• [PROMPT]:
Print exactly the lines from the line with "Merged, thx." to the last line of the data, please, both included.

Segment Start: LISTED RECORDS

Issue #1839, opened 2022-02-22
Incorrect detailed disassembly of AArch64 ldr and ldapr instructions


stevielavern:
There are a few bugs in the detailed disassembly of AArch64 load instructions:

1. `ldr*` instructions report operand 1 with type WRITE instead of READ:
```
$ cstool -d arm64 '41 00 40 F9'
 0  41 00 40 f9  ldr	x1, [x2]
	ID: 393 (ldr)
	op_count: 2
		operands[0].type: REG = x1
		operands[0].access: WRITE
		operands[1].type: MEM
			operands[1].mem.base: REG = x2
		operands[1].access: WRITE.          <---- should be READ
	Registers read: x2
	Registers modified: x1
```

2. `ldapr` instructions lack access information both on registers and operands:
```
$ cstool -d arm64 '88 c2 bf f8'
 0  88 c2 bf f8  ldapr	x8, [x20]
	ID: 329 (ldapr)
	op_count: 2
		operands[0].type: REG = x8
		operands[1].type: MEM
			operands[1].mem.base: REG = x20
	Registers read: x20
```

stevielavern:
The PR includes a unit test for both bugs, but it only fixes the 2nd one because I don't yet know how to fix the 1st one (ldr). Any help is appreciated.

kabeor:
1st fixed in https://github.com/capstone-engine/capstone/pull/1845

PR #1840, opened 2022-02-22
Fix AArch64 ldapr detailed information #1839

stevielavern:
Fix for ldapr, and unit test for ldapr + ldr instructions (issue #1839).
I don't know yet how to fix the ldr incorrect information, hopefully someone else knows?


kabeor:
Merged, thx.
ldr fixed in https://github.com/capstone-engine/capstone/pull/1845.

Segment End: LISTED RECORDS

• [RESPONSE]:
Merged, thx.
ldr fixed in https://github.com/capstone-engine/capstone/pull/1845.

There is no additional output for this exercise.